Subscription-based Billing
SaaS applications pricing do not involve the complexity of license cost & upgrade cost etc. Generally, the
Software as a Service applications are subscription based, and this enables customers to buy the SaaS
applications whenever they require them and discontinue whenever the enterprise decides that they are not
needed any more. SaaS applications generally follow seat based charging type- the number of quantity
purchased will decide the amount to be paid. It can have various pricing models and billing cycles such as
monthly/quarterly/half yearly/annually fixed etc. Few modern SaaS applications also provide the ability to
charge based on usage based billing. Another important characteristic is that the SaaS applications should be
able to be invoiced. Typically CSB platforms will look for this critical feature so that they can dispatch a
single invoice to their customers.
High Availability
SaaS applications are shared by multiple tenants and the availability of kind of applications are expected to be
really high throughout. So the Software as a Service applications should provide a high degree of SLA to their
customers. Applications should be accessible 24x7 across globe. Also SaaS applications should expose
management & monitoring API to continuously check the health/availability factor.
Elastic Infrastructure
SaaS applications usage is generally not predictable, consumption can dramatically vary in some months. The
infrastructure on the applications deployed should really have an ability to expand/shrink the resources used
behind the show. These days, SaaS applications are designed in such a way that it identifies the behavior of
the infrastructure. Monitoring agents reside within the deployment resources intimate the respective
management servers about the accessibility of the resources. Typicality, policies and procedures are built as
part of the core architecture to expand/shrink the infrastructure resources. Micro architecture based SaaS
applications are the classic examples. Tools like Docker and Kubernetes are using to manage the elasticity of
the SaaS applications. Another way is to build a policy engine to receive and react for an event; an event
could be expand/shrink the infrastructure resources.
Data Security
Ensuring that the data/business information is protected from corruption and unauthorized access is very
important in today’s world. Since the Software as a Service applications are designed to be shared by different
tenants, it becomes extremely important to know how well the data is secured. Certain types of data must be
enabled with encrypted storage for a particular tenant and the same should not be accessible to another tenant.

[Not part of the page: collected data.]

PR #9342, opened 2019-08-07
Planning: path_bounds_decider handles NO_BORROW

Fla3inH0tCheet0s:
There is UB on reading unitialized `lane_boundary_type`, when `lane_borrow_info` is set to `NO_BORROW`.

### DIFF
--- a/modules/planning/tasks/deciders/path_bounds_decider/path_bounds_decider.cc
+++ b/modules/planning/tasks/deciders/path_bounds_decider/path_bounds_decider.cc
@@ -1325,6 +1325,10 @@ void PathBoundsDecider::PathBoundsDebugString(
 bool PathBoundsDecider::CheckLaneBoundaryType(
     const ReferenceLineInfo& reference_line_info, const double check_s,
     const LaneBorrowInfo& lane_borrow_info) {
+  if (lane_borrow_info == LaneBorrowInfo::NO_BORROW) {
+    return false;
+  }
+
   const ReferenceLine& reference_line = reference_line_info.reference_line();
   auto ref_point = reference_line.GetNearestReferencePoint(check_s);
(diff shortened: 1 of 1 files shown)


modules/planning/tasks/deciders/path_bounds_decider/path_bounds_decider.cc
```diff
@@ -1339,6 +1339,8 @@ bool PathBoundsDecider::CheckLaneBoundaryType(
     lane_boundary_type = hdmap::LeftBoundaryType(waypoint);
   } else if (lane_borrow_info == LaneBorrowInfo::RIGHT_BORROW) {
     lane_boundary_type = hdmap::RightBoundaryType(waypoint);
+  } else {
```
jmtao: if you want to check NO_BORROW, can u please move this to the beginning of this function, for better performance? thx

Fla3inH0tCheet0s: Is this function in a hot loop? It seems like these are mostly quick checks.

If we want to have minimal latency for the `lane_borrow_info==LaneBorrowInfo::NO_BORROW` case, another option is doing the check before the `CheckLaneBoundaryType` call in https://github.com/ApolloAuto/apollo/blob/15f375a8ff1464bdab9eb65cac091c72ab7a5613/modules/planning/tasks/deciders/path_bounds_decider/path_bounds_decider.cc#L785. It's probably good to have the `CheckLaneBoundaryType` method be valid for all values of `lane_borrow_info`.

Both?

jmtao: yes. you can add this check at both places.

PR #9350, opened 2019-08-08
 Planning: added ADC initial status to ParkAndGo planning context  

sjiang2018:


modules/planning/scenarios/park_and_go/stage_check.cc
```diff
@@ -55,6 +47,20 @@ Stage::StageStatus ParkAndGoStageCheck::FinishStage(const bool success) {
   return Stage::FINISHED;
 }
 
+void ADCInitStatus(Frame* frame) {
```
jmtao: If this is just a state shared among stages in this scenario, use ParkAndGoContext defined in the scenario class. 
PlanningContext is a static class for state shared among and beyond scenario/stage.

PR #9367, opened 2019-08-11
Map: fix stop_for_destination_ assigning

xmyqsh:
`GetWaypointIndex(routing_waypoint_index_.back().waypoint)`
must be always equal to 
`routing_waypoint_index_.back().index`

### DIFF
--- a/modules/map/pnc_map/pnc_map.cc
+++ b/modules/map/pnc_map/pnc_map.cc
@@ -191,10 +191,7 @@ bool PncMap::UpdateVehicleState(const VehicleState &vehicle_state) {
     return false;
   }
 
-  int last_index = GetWaypointIndex(routing_waypoint_index_.back().waypoint);
-  if (next_routing_waypoint_index_ == routing_waypoint_index_.size() - 1 ||
-      (!stop_for_destination_ &&
-       last_index == routing_waypoint_index_.back().index)) {
+  if (next_routing_waypoint_index_ == routing_waypoint_index_.size() - 1) {
     stop_for_destination_ = true;
   }
   return true;


modules/map/pnc_map/pnc_map.cc
```diff
@@ -191,10 +191,7 @@ bool PncMap::UpdateVehicleState(const VehicleState &vehicle_state) {
     return false;
   }
 
-  int last_index = GetWaypointIndex(routing_waypoint_index_.back().waypoint);
-  if (next_routing_waypoint_index_ == routing_waypoint_index_.size() - 1 ||
-      (!stop_for_destination_ &&
-       last_index == routing_waypoint_index_.back().index)) {
```
jmtao: GetWaypointIndex(routing_waypoint_index_.back().waypoint) may NOT be equal to routing_waypoint_index_.back().index.
for instance, when ADC passes the routing end. 

But it looks like (next_routing_waypoint_index_ == routing_waypoint_index_.size()) is always TRUE here when we need to stop for destination. 

Need another pair of eyes to confirm.

xmyqsh: @jmtao 
Please check twice.
`routing_waypoint_index_ ` is only assigned [here](https://github.com/ApolloAuto/apollo/blob/97651b1b4840ddc7c97c27c52c1cba0edb31ad7c/modules/map/pnc_map/pnc_map.cc#L249-L260):
```
  int i = 0;
  for (size_t j = 0; j < route_indices_.size(); ++j) {
    while (i < request_waypoints.size() &&
           RouteSegments::WithinLaneSegment(route_indices_[j].segment,
                                            request_waypoints.Get(i))) {
      routing_waypoint_index_.emplace_back(
          LaneWaypoint(route_indices_[j].segment.lane,
                       request_waypoints.Get(i).s()),
          j);
      ++i;
    }
  }
```
`GetWaypointIndex(WaypointIndex.waypoint)` is definitely equal to `WaypointIndex.index`

Second, right, `next_routing_waypoint_index_ == routing_waypoint_index_.size()` is just a rough check. And the checking result `stop_for_destination_ ` is only for debug info currently.

The worked `stop for destination` is located related in `traffic_rule/destination.cc`.

xmyqsh:
@jmtao 
Please check twice.
`routing_waypoint_index_ ` is only assigned [here](https://github.com/ApolloAuto/apollo/blob/97651b1b4840ddc7c97c27c52c1cba0edb31ad7c/modules/map/pnc_map/pnc_map.cc#L249-L260):
```
  int i = 0;
  for (size_t j = 0; j < route_indices_.size(); ++j) {
    while (i < request_waypoints.size() &&
           RouteSegments::WithinLaneSegment(route_indices_[j].segment,
                                            request_waypoints.Get(i))) {
      routing_waypoint_index_.emplace_back(
          LaneWaypoint(route_indices_[j].segment.lane,
                       request_waypoints.Get(i).s()),
          j);
      ++i;
    }
  }
```
`GetWaypointIndex(WaypointIndex.waypoint)` is definitely equal to `WaypointIndex.index`

Second, right, `next_routing_waypoint_index_ == routing_waypoint_index_.size()` is just a rough check. And the checking result `stop_for_destination_ ` is only for debug info currently.

The worked `stop for destination` is located related in `traffic_rule/destination.cc`.

PR #9375, opened 2019-08-13
prediction:fix coredump when get map by LaneById return nullptr

gengqx:
LaneById may return nullptr,and push into vector.


kechxu:
Hi @gengqx , Thanks a lot for your debugging.

PR #9380, opened 2019-08-13
Merge Ubuntu-18.04 support

ycool:


xmyqsh:
It is good for moving boost and OpenCV into third_party.
The compatibility should have been improved.

PR #9385, opened 2019-08-14
Planning: remove useless continue

xmyqsh:


modules/planning/common/frame.cc
```diff
@@ -193,7 +193,6 @@ bool Frame::CreateReferenceLineInfo(
   for (auto &ref_info : reference_line_info_) {
     if (!ref_info.Init(obstacles())) {
       AERROR << "Failed to init reference line";
-      continue;
     } else {
```
jmtao: actually it's better to keep "continue" here.  
otherwise it may be bug prone for potential future code changes.

PR #9734, opened 2019-09-20
Tools: rtk_player code clean

sjiang2018:


modules/tools/record_play/rtk_player.py
```diff
@@ -182,8 +186,8 @@ def next_gear_switch_time(self, start, end):
         for i in range(start, end):
             # trajectory with gear switch
             # include gear_neutral at the beginning of a trajectory
-            if((i < end - 1) and (self.data['gear'][i] == 1 or self.data['gear'][i] == 2) and
-                    (self.data['gear'][i + 1] != self.data['gear'][i]) ):
+            if((i < end - 1) and (self.data['gear'][i] == 1 or self.data['gear'][i] == 2)
```
xiaoxq: Space after `if`. And to make the whole sentence more readable, I prefer something like:
```
if (i < end - 1 and
    self.data['gear'][i] in {1, 2} and
    self.data['gear'][i] != self.data['gear'][i + 1]):
```

PR #9744, opened 2019-09-21
Planning: adjust ST chart style and add speed profile

JasonXu12:


modules/planning/on_lane_planning.cc
```diff
@@ -609,9 +609,14 @@ void PopulateChartOptions(double x_min, double x_max, std::string x_label,
 }
 
 void AddSTGraph(const STGraphDebug& st_graph, Chart* chart) {
-  chart->set_title(st_graph.name());
-  PopulateChartOptions(-2.0, 10.0, "t (second)", 0.0, 80.0, "s (meter)", true,
-                       chart);
+  AERROR << "ST Name: " << st_graph.name();
```
yifeijiang: ADEBUG?

JasonXu12: Fixed. Thanks!

PR #9757, opened 2019-09-23
cyber:add raw message human-readable size

mickeyouyou:
image


cyber/tools/cyber_monitor/general_channel_message.cc
```diff
@@ -239,6 +239,21 @@ void GeneralChannelMessage::RenderDebugString(const Screen* s, int key,
         s->AddStr(0, lineNo++, "RawMessage Size: ");
         outStr.str("");
         outStr << channelMsg->message.size() << " Bytes";
+        if (channelMsg->message.size() >= (1024 * 1024 * 1024)) {
+          outStr << " ("
+                 << static_cast<double>(channelMsg->message.size()) /
+                        (1024 * 1024 * 1024)
+                 << " GB)";
```
xiaoxq: 1. Float is enough.
2. Is the output well formatted, like "%.2f"? It's more readable than a long decimal: "3.1415926 GB".
3. Use `static constexpr` to avoid recalculation and magic numbers.
4. Use bits in the constexpr, for example:
```
static constexpr size_t kGB = 2 << 30;
static constexpr size_t kMB = 2 << 20;
static constexpr size_t kKB = 2 << 10;
```

mickeyouyou: thanks good tips. I will update.

xiaoxq: > 1. context have set out precise  at line 232 `outStr << std::fixed << std::setprecision(FrameRatio_Precision) << frame_ratio();`

Got it :)

PR #9777, opened 2019-09-24
Planning: add categorized object status into History.

panjiacheng:


modules/planning/common/history.cc
```diff
@@ -123,6 +123,35 @@ const HistoryObjectDecision* HistoryFrame::GetObjectDecisionsById(
...
+  object_status_ = object_status;
+}
+
+
+////////////////////////////////////////////////
+// HistoryStatus
+
+void HistoryStatus::SetObjectStatus(
+    const std::string& id, const ObjectStatus& object_status) {
+  object_id_to_status_[id] = object_status;
```
JasonXu12: Will a DeleteObjectStatus function be necessary for the future to prevent the map from being too large?

panjiacheng: It will be used in History and as list of tables. If it's longer than a threshold then older ones will be removed.

PR #9781, opened 2019-09-25
Dreamview: batch fix

kiboliu:
As discussed:
* showCameraView changed to cameraAngle->hasCameraView, and rename isCameraView to showCameraView
* move routing editing check to Scene.js
* export min scene width and import it in renderer.js
* get image width and height from backend


modules/dreamview/frontend/src/styles/main.scss
```diff
@@ -1,5 +1,8 @@
 @import "media-queries";
 
+$min-scene-width: 600;
+
+:export { minSceneWidth: $min-scene-width; }
```
vlin17: Can upper case the variable (MIN_SCENE_WIDTH) to indicate it is a constant?

modules/dreamview/frontend/src/components/Scene/index.js
```diff
@@ -34,7 +34,8 @@ export default class Scene extends React.Component {
                     }}>
                     {options.showGeo && <Geolocation />}
                 </div>
-                { options.isCameraView && <img id="camera-image" /> }
+                { (options.showCameraView && !RENDERER.routingEditor.isInEditingMode()) &&
```
vlin17: the same can be achieve with "options.showRouteEditingBar"

modules/dreamview/frontend/src/components/Layouts/MainView.js
```diff
@@ -19,16 +19,16 @@ const Navigation = Loadable({
...
         const sceneHeightOffset = OFFLINE_PLAYBACK ? 40 /* height of playback control */ : 0;
 
         let width = null;
         let height = null;
-        if (options.isCameraView) {
+        if (options.showCameraView) {
             // Set width/height same as camera image ratio to ensure scene align to image
             // thus the height won't change no matter whether there's menu under scene
-            const ASPECT_RATIO = 1920 / 1080;
+            const ASPECT_RATIO = cameraData.imageWidth / cameraData.imageHeight;
```
vlin17: Let's camelCase for aspect ratio as it is not a constant.

modules/dreamview/proto/camera_update.proto
```diff
@@ -13,4 +13,8 @@ message CameraUpdate {
 
     // Camera image data
     optional bytes image = 3;
+
+    // Camera image width and height
+    optional uint32 img_height = 4;
+    optional uint32 img_width = 5;
```
vlin17: Why not simply set the aspect ratio here as img_height and img_width are used for calculating aspect ratio only.

PR #9797, opened 2019-09-26
Guardian: add the error_code message for future extension

kevin-y-wang:


Capri2014:
close per offline discussion.

PR #9804, opened 2019-09-26
cyber:fix code style

ctwfei:


cyber/base/for_each_test.cc
```diff
@@ -26,7 +26,7 @@ namespace base {
 
 TEST(ForEachTest, base) {
   std::vector<int> vec;
-  FOR_EACH(i, 0, 100) { vec.push_back(i); }
+  FOR_EACH(i, 0, 100) { vec.emplace_back(i); }
```
xiaoxq: When `in-place-construction` is not needed, prefer `push_back`.
https://abseil.io/tips/112

ctwfei: ok, thanks for your reminding.

ctwfei: > When `in-place-construction` is not needed, prefer `push_back`.
> https://abseil.io/tips/112

ok, thanks for your reminding.

Issue #9778, opened 2019-09-24
Looking for demo_multi_sensor_fusion localization data for apollo 3.5


harrycheng20:
Hi, I am following the [MSF localization instruction](https://github.com/ApolloAuto/apollo/blob/master/docs/howto/how_to_run_MSF_localization_module_on_your_local_computer.md) and from the instruction it requires localization data for apollo3.5:
-"In the downloaded data, you can find a folder named apollo3.5."
However I can only found the download link for localization data of [apollo2.5](http://data.apollo.auto/help?name=sensor%20data&data_key=multisensor&data_type=1&locale=en-us&lang=en), I am wondering if you can kindly point out where I can download the localization data for apollo3.5.

zhouyao4321:
Hi, The link to the corresponding dataset had been broken.
Temporary Solution: please contact Yao Zhou, zhouyao@baidu.com, to request the dataset.  Requests need contain the following:
    Email address and affiliation (business or school)
    Application purpose

harrycheng20:
Thank you!

natashadsouza:
Closing this issue as it appears to be resolved. Feel free to reopen if you have additional questions. Thanks!

ajay1606:
@natashadsouza Could anyone please provide me a localization dataset for apollo 3.5. Eagerly looking for that. 

From,
South korea

PR #9823, opened 2019-09-29
Localization: Update download link to MSF localization dataset

zhouyao4321:


zhouyao4321:
Related issue:
https://github.com/ApolloAuto/apollo/issues/9778

ajay1606:
@natashadsouza Am from south Korea and Is it possible to provide MSF localization dataset ?

PR #9845, opened 2019-10-04
stub for teleop BE

unacao:


modules/dreamview/backend/dreamview.cc
```diff
@@ -93,7 +93,10 @@ Status Dreamview::Init() {
   server_->addWebSocketHandler("/pointcloud", *point_cloud_ws_);
   server_->addWebSocketHandler("/camera", *camera_ws_);
   server_->addHandler("/image", *image_);
-
+#ifdef TELEOP
```
xiaoxq: I'm not sure if it's by design, but could it be handled by a FLAG instead of compile-time MACRO, which results in difference in binary?

unacao: teleop classes are not available to all developers, it depends on the mounting of private repo apollo-teleop

PR #9846, opened 2019-10-04
Planning: st-bounds-decider

panjiacheng:


modules/planning/tasks/deciders/st_bounds_decider/st_obstacles_processor.cc
```diff
@@ -171,5 +212,27 @@ bool STObstaclesProcessor::IsPathPointAwayFromObstacle(
   return true;
 }
 
+bool STObstaclesProcessor::IsADCOverlappingWithObstacle(
+    const PathPoint& adc_path_point, const Box2d& obs_box,
+    const double l_buffer) const {
+  // Convert reference point from center of rear axis to center of ADC.
```
Capri2014: Would use the `ComputeCOMPosition` in `vehicle_state_provider` and convert to SL frame make the vehicle shape more precise?

modules/planning/proto/st_bounds_decider_config.proto
```diff
@@ -0,0 +1,7 @@
+syntax = "proto2";
+
+package apollo.planning;
+
+message STBoundsDeciderConfig {
+  optional double total_time = 1 [default = 7.0];
```
xiaoxq: Seems like `float` is enough.

modules/planning/tasks/deciders/st_bounds_decider/st_obstacles_processor.cc
```diff
@@ -42,109 +43,148 @@ using apollo::common::PathPoint;
...
-    // Sanity checks.
-    if (!obstacle.IsStatic()) {
-      AWARN << "Non-static obstacle[" << obstacle.Id()
-            << "] has NO prediction trajectory."
-            << obstacle.Perception().ShortDebugString();
-    }
-  } else {
-    // Processing a dynamic obstacle.
-  }
+  // std::vector<STPoint> lower_points;
```
xiaoxq: Add TODO to state when we should re-enable or retire this piece of code.

modules/planning/tasks/deciders/st_bounds_decider/st_obstacles_processor.cc
```diff
@@ -42,109 +43,148 @@ using apollo::common::PathPoint;
...
+      vehicle_param_.front_edge_to_center(),
+      true, 0, static_cast<int>(adc_path_points.size()) - 2);
+  int pt_after_idx = GetSBoundingPathPointIndex(
+      adc_path_points, obstacle_instance,
+      vehicle_param_.back_edge_to_center(),
+      false, 0, static_cast<int>(adc_path_points.size()) - 2);
+  if (pt_before_idx == static_cast<int>(adc_path_points.size()) - 2)
+    return false;
+  if (pt_after_idx == 0)
+    return false;
```
xiaoxq: Always add brackets for `if`, `for`, `while`.

modules/planning/tasks/deciders/st_bounds_decider/st_obstacles_processor.cc
panjiacheng: Done.

modules/planning/tasks/deciders/st_bounds_decider/st_obstacles_processor.cc
panjiacheng: Done.

modules/planning/proto/st_bounds_decider_config.proto
panjiacheng: Yes, that's enough. But since all other places used double for time, I just wanted to be consistent. Anyway we are not that scarce in memory.

modules/planning/tasks/deciders/st_bounds_decider/st_obstacles_processor.cc
panjiacheng: I checked that class. It seems that is providing the adc's current state based on localization and chassis. However, here I'm trying to calculate a possible collision for some futuristic position :)

PR #9849, opened 2019-10-04
Storytelling: Initial with README and proto.

xiaoxq:


modules/storytelling/proto/story.proto
```diff
@@ -0,0 +1,25 @@
...
+}
+
+// Usage guide for action modules:
+// 1. Call `stories.has_XXX()` to check if a story you are interested is in
+//    charge.
+// 2. Access the story details if necessary, and take action accordingly.
+message Stories {
+  optional apollo.common.Header header = 1;
+
+  optional ProceedWithCaution proceed_with_caution = 2;
```
Capri2014: Is it better to use Enum here instead? The scenarios/states should be exclusive and only one shall be active at one time instance.

xiaoxq: Per offline discussion, keep it as of now.

PR #11853, opened 2020-07-19
Scripts: allows proto BUILD file to be generated outside of apollo

changsh726:


scripts/proto_build_generator.py
```diff
@@ -347,8 +341,7 @@ def generate_dependency_text(workdir, protofile):
```
storypku, line 341: the `deps` section should be changed accordingly.

PR #11862, opened 2020-07-20
Docker: fix `gcc internal error` when build aarch64 on tx2

storypku:


docker/build/installers/install_vtk.sh
```diff
@@ -48,8 +50,12 @@ pushd VTK-${VERSION}
...
         -DCMAKE_INSTALL_PREFIX="${SYSROOT_DIR}" \
         -DCMAKE_BUILD_TYPE=Release
-
-    make -j${THREAD_NUM}
+    if [ "${TARGET_ARCH}" = "aarch64" ]; then
+        thread_num=$(( $(nproc) / 2 ))
+        make -j${thread_num}
+    else
+        make -j$(nproc)
+    fi
```
xiaoxq, line 58: Prefer keep as much common part as possible, like:
```
    thread_num=$(nproc)
    if [ "${TARGET_ARCH}" = "aarch64" ]; then
       thread_num=$(( ${thread_num} / 2 ))
    fi
    make -j${thread_num}    
```

storypku: Done.  And `shellcheck`  suggests that `^-- SC2004: $/${} is unnecessary on arithmetic variables.`, so removed `${}`  of L55.

PR #11868, opened 2020-07-21
Build: only build simulator when <module> was not specified

storypku:


scripts/apollo_build.sh
```diff
@@ -156,10 +156,9 @@ function main() {
         info "Running build under CPU mode on ${ARCH} platform."
     fi
     bazel_build $@
-    # Disable simulator build temporarily
-    build_simulator
     if [ -z "${SHORTHAND_TARGETS}" ]; then
         SHORTHAND_TARGETS="apollo"
+        build_simulator
```
Capri2014, line 161: This might cause confusion since previously if we only use command ‘./apollo.sh build’, it means we want to build ALL modules by default.

PR #11870, opened 2020-07-21
perf: add perf install according system kernel

lx18233184051:


lx18233184051:
when first use ./apollo.sh perf will call apollo_perf.sh to install perf and perf record  report。

docker/build/installers/install_perf.sh
```diff
@@ -0,0 +1,28 @@
...
+# Fail on first error.
+set -e
+
+cd "$(dirname "${BASH_SOURCE[0]}")"
+
+#install perf
+apt-get -y update && \
+    apt-get -y install \
+    linux-tools-common \
+perf 2>&1 | grep linux-tools | head -n 1 | xargs sudo apt install -y
```
storypku, line 28: ?

lx18233184051: install perf include two step ,first linux-tools-common.the second according to perf tips to isntall the first package.

PR #11872, opened 2020-07-21
Docker: make the libtorch rely on cudart library from system directory

lfcarol:


docker/build/installers/install_libtorch.sh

So, having a good Key Management Framework or ability to integrate/interface with external Key
Management Frameworks becomes essential part of SaaS applications. Also integration with CASB (Cloud
Access Security Brokers) system will increase the confidence with respect to data security. A very strong Role
Based Access Controls need to be ensured in order to protect the data.
Application Security
SaaS applications should be equipped with protection against vulnerabilities. Typically, they should be
protected against OWASP/SAN identified vulnerabilities. Also, strong identity and access management
controls should be enabled for SaaS applications. The other aspects that make the Software as a Service
application secure are the following:
Strong session management, protection against hijack the session
Identifying unauthorized session, protection against multi-session etc.
Usage of cookies not storing sensitive data, follow Cookie etc.
Step-Up authentication like password lock out etc.
Multi factor authentication
Strong implementation on separation of duties
Protection against DoS/DDoS
Protection against buffer overflow attacks
Also integration points open with CASB will help in gaining confidence of the customers.
Rate Limiting/QoS
Every business has preferred/important users apart from the regular list of users using the applications. These
days, in order to provide better service to all class of customers, rate limiting is a good feature to have. The
number of hits/ number of transaction can be technically limited to ensure the smooth business transactions.
Also, SaaS applications can be enabled with Rate limiting/QoS configure-ability which helps organizations to
manage their user base.
Audit
Generally SaaS applications are equipped with providing audit logs of business transactions and this enables
customers to work out a business strategy by applying business intelligence plans. These services also should
be able to comply with government regulations and internal policies.
1. Access management
Access management is critical for every SaaS application due to the presence of sensitive data. SaaS
customers need to know whether the single point of access into the public cloud can expose confidential
information. It is also worthwhile to ask questions about the design of access control systems and identify
whether there are any chances for network security issues, like deficient patching and lack of monitoring.
2. Misconfigurations
Most SaaS products add more layers of complexity into their system, thus increasing the chances for
misconfigurations to arise. Even small configuration mistakes can affect the availability of the cloud
infrastructure.
One of the most well-known misconfiguration mistakes occurred in February 2008 when Pakistan
Telecom tried to block YouTube within Pakistan due to some supposedly blasphemous videos. Their
attempt to create a dummy route for YouTube made the platform globally unavailable for two hours.
3. Regulatory compliance
When you are ensuring that your suppliers have strong endpoint security measures in place, ask these
questions:
What is the relevant jurisdiction that governs customer data, and how is it determined?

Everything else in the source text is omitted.